_Provided material_:
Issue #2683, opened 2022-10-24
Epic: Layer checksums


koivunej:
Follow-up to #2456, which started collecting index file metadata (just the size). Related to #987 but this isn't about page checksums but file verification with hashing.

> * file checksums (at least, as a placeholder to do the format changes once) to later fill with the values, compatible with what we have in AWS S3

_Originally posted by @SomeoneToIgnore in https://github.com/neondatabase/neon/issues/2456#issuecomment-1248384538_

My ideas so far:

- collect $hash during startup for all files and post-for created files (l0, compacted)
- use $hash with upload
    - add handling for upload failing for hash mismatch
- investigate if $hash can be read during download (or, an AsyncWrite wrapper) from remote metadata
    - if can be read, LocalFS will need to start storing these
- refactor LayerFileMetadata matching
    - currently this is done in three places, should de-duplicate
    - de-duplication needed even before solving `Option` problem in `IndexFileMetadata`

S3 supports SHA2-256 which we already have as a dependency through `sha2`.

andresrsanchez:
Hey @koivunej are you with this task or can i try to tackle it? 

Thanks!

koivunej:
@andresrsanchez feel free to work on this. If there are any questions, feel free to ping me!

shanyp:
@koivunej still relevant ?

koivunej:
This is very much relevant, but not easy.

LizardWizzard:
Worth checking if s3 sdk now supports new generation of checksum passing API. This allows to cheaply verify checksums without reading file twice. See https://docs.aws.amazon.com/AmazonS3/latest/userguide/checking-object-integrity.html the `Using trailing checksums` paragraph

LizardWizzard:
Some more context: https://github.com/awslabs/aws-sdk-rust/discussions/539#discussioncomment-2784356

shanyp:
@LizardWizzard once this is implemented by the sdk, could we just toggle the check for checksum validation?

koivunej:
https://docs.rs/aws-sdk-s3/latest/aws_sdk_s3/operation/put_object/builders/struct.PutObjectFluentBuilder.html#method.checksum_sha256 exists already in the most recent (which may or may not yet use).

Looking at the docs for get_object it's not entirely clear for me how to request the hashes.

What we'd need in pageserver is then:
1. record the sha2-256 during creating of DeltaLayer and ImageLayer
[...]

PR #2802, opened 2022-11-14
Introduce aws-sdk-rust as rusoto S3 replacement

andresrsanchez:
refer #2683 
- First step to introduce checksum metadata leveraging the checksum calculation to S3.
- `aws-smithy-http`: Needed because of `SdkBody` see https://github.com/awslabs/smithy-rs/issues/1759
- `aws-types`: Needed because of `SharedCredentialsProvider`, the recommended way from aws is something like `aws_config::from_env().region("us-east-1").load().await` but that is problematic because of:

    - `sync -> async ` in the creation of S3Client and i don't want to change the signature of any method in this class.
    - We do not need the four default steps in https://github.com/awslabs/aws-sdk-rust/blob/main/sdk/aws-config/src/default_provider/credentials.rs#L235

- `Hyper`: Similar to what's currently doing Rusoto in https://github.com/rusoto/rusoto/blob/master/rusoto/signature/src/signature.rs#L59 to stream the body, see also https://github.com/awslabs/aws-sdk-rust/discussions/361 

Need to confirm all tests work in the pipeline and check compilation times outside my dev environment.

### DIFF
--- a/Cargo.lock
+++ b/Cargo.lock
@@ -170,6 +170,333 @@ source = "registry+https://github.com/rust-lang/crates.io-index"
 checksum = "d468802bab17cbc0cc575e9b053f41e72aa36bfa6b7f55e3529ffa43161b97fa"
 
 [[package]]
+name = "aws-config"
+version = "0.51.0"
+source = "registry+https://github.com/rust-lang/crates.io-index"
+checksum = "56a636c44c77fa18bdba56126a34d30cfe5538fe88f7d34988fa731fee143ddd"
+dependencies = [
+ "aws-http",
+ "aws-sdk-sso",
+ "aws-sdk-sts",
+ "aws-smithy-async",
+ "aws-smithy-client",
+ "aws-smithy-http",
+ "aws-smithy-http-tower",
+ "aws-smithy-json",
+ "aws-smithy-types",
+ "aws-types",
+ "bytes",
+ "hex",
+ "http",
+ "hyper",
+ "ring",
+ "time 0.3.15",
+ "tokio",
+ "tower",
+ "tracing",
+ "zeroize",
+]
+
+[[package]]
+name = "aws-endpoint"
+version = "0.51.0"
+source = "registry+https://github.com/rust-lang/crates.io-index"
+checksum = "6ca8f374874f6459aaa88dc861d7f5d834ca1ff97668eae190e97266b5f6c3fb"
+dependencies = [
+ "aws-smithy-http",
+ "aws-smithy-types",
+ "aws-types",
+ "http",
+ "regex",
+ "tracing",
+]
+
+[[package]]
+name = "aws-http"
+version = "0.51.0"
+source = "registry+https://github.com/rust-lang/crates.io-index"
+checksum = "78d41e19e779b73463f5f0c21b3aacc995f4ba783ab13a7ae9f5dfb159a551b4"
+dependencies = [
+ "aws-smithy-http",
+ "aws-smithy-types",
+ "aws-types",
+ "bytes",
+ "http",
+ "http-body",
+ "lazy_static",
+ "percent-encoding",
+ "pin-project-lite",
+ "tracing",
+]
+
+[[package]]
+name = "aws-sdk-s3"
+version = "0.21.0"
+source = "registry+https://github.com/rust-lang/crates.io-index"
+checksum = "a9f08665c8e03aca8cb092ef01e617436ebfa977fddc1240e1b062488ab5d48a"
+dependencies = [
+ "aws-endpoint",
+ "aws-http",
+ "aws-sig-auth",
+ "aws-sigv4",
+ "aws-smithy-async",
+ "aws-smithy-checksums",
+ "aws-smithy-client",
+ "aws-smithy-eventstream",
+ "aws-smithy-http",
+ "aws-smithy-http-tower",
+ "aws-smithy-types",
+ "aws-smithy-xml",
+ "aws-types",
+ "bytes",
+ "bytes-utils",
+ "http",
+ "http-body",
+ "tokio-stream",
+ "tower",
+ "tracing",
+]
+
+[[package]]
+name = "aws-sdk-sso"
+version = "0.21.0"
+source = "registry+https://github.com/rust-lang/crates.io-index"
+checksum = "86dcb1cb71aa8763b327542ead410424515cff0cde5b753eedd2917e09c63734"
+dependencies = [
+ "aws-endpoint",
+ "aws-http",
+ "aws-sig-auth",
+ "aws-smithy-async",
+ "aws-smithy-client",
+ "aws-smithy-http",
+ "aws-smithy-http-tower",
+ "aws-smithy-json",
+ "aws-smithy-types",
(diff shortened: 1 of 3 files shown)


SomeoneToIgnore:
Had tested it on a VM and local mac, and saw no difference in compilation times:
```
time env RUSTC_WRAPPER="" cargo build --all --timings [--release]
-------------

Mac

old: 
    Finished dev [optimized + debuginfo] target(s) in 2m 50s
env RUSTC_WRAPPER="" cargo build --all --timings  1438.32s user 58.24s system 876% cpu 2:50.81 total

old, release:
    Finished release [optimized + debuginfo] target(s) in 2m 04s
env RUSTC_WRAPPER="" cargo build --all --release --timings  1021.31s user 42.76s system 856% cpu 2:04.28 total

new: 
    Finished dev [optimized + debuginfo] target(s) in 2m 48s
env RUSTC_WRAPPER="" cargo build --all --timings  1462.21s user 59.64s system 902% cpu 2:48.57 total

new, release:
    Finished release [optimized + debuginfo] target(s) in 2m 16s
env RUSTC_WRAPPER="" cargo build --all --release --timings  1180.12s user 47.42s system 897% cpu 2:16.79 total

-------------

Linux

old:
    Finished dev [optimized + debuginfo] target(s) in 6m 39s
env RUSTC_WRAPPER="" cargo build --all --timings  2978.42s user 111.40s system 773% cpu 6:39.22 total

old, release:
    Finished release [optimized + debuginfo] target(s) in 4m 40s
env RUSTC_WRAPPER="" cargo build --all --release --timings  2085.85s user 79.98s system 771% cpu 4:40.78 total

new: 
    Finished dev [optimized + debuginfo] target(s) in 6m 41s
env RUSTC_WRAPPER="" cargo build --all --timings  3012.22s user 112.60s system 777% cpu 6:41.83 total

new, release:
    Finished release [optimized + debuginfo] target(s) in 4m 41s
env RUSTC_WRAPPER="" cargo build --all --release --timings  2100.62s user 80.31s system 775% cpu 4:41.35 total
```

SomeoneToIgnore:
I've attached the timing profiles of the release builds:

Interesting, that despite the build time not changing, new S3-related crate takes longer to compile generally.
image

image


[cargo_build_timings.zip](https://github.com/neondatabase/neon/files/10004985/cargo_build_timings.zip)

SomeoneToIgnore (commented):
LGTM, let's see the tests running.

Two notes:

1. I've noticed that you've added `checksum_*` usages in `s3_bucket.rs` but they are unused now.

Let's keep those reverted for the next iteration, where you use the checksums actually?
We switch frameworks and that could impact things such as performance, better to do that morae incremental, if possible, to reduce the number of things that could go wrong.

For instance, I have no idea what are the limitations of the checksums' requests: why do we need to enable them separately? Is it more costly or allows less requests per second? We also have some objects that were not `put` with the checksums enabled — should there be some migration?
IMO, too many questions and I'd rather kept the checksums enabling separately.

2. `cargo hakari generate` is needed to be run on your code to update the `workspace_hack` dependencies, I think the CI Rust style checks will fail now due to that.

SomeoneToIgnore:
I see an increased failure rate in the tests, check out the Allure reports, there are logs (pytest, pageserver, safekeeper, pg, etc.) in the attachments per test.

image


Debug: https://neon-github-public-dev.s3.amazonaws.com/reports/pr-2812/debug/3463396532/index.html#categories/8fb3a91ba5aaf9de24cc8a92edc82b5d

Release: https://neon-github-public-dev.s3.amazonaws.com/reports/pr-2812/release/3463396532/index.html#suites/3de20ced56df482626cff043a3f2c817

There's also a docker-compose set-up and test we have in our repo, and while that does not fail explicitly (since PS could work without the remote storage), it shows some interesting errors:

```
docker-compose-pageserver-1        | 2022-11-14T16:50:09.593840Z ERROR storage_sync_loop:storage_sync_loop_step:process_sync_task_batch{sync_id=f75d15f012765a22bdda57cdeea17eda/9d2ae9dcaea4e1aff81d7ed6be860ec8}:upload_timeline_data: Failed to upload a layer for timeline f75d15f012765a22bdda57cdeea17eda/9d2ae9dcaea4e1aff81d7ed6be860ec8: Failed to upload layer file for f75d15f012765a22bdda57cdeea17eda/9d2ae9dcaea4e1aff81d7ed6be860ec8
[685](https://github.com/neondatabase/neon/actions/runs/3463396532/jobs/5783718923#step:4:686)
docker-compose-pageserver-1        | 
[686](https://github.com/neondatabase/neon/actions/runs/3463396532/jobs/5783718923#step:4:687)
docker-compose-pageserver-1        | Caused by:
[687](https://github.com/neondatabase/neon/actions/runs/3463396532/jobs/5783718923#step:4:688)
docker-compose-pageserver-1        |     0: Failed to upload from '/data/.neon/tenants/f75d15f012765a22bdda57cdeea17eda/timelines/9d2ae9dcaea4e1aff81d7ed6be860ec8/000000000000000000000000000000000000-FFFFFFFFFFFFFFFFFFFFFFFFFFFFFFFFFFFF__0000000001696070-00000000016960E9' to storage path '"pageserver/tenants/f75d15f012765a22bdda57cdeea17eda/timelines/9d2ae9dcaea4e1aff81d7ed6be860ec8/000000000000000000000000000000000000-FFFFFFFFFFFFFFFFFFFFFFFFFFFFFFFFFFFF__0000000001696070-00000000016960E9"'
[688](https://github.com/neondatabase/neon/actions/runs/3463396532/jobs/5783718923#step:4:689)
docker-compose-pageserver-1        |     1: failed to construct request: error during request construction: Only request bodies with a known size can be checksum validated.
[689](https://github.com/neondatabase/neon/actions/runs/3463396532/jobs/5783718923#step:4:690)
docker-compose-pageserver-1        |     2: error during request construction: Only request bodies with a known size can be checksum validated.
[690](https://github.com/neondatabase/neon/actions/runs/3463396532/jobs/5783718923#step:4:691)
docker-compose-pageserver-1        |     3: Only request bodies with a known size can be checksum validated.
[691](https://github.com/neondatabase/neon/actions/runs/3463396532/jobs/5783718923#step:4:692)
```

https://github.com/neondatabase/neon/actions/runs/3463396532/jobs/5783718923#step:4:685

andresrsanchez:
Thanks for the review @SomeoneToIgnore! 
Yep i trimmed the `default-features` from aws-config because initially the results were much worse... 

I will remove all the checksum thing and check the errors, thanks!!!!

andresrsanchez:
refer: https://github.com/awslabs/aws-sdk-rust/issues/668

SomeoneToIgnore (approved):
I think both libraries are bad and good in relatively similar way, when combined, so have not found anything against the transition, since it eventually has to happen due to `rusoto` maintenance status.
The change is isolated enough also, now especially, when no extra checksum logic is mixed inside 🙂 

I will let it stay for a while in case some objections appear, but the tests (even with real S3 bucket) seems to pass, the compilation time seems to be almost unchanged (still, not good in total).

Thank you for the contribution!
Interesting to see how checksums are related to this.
--
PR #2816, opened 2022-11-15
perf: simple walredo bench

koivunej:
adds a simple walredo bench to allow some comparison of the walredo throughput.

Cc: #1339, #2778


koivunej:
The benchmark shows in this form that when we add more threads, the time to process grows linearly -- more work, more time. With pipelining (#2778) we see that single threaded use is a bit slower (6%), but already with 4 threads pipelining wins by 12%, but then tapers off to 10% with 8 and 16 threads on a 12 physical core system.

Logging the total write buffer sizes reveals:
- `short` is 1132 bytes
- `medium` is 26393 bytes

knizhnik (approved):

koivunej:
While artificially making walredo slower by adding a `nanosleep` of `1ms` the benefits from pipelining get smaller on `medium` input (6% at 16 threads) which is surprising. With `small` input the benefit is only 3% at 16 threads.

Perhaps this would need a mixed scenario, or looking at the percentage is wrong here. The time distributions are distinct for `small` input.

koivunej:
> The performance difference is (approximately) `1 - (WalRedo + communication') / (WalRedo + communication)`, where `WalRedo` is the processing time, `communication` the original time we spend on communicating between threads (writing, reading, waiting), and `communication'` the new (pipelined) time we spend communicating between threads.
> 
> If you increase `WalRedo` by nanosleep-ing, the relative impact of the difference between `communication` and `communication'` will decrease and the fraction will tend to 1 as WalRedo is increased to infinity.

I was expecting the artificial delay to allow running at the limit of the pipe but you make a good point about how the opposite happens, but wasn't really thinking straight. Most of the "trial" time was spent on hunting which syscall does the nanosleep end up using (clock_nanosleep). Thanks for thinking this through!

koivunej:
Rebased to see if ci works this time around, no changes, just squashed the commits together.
--
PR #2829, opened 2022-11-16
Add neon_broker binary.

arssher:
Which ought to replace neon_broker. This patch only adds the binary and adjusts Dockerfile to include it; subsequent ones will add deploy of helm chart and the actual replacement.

_What to produce_: Look over the material above and report each line holding "runs".

_Solution for this exercise_:
[685](https://github.com/neondatabase/neon/actions/runs/3463396532/jobs/5783718923#step:4:686)
[686](https://github.com/neondatabase/neon/actions/runs/3463396532/jobs/5783718923#step:4:687)
[687](https://github.com/neondatabase/neon/actions/runs/3463396532/jobs/5783718923#step:4:688)
[688](https://github.com/neondatabase/neon/actions/runs/3463396532/jobs/5783718923#step:4:689)
[689](https://github.com/neondatabase/neon/actions/runs/3463396532/jobs/5783718923#step:4:690)
[690](https://github.com/neondatabase/neon/actions/runs/3463396532/jobs/5783718923#step:4:691)
[691](https://github.com/neondatabase/neon/actions/runs/3463396532/jobs/5783718923#step:4:692)
https://github.com/neondatabase/neon/actions/runs/3463396532/jobs/5783718923#step:4:685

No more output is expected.